Collected data
PR #363, opened 2019-01-30
PP-4597 output timestamps in miliseconds

georgeracu:
## WHAT YOU DID
Output time in milliseconds
Code cleaup


src/test/java/uk/gov/pay/api/it/GetDirectDebitEventsTest.java
```diff
@@ -42,19 +42,19 @@
...
-    
+
     @Test
     @PactVerification({"direct-debit-connector", "publicauth"})
     @Pacts(pacts = {"publicapi-direct-debit-connector-get-events"})
     @Pacts(pacts = {"publicapi-publicauth"}, publish = false)
     public void getDirectDebitEvents() {
-        String requestPath = "/v1/events?to_date=2018-03-13T10:00:05Z&from_date=2018-03-13T10:00:03Z&display_size=100&page=1&agreement_id=1";
-        
+        String requestPath = "/v1/events?to_date=2018-03-13T10:00:05.000Z&from_date=2018-03-13T10:00:03.000Z&display_size=100&page=1&agreement_id=1";
```
alexbishop1: Not sure about this one: this in a input date/time (provided by service users) and for those won’t always have millisecond precision

src/test/resources/pacts/publicapi-direct-debit-connector-get-events.json
```diff
@@ -38,8 +38,8 @@
         "method": "GET",
         "path": "/v1/events",
         "query": {
-          "to_date": ["2018-03-13T10:00:05Z"],
-          "from_date": ["2018-03-13T10:00:03Z"],
+          "to_date": ["2018-03-13T10:00:05.000Z"],
+          "from_date": ["2018-03-13T10:00:03.000Z"],
```
alexbishop1: Again, not sure about changing these

src/test/java/uk/gov/pay/api/it/GetDirectDebitEventsTest.java
georgeracu: Fair point, it slipped through :)

src/test/resources/pacts/publicapi-direct-debit-connector-get-events.json
georgeracu: This change is required as we create this request inside `publicapi` and we call `connector` with it. Milliseconds are added in `DateTimeUtils#toUTCDateString` as we use this method everywhere to format ZonedDateTime. We do not receive this parameters from outside world :)

alexbishop1: Ah, OK, I misunderstood where it was coming from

▸ TASK DETAILS:
What lines hold the string "georgeracu"? Pick them out of the data.

▸ EXERCISE OUTPUT:
georgeracu:
georgeracu: Fair point, it slipped through :)
georgeracu: This change is required as we create this request inside `publicapi` and we call `connector` with it. Milliseconds are added in `DateTimeUtils#toUTCDateString` as we use this method everywhere to format ZonedDateTime. We do not receive this parameters from outside world :)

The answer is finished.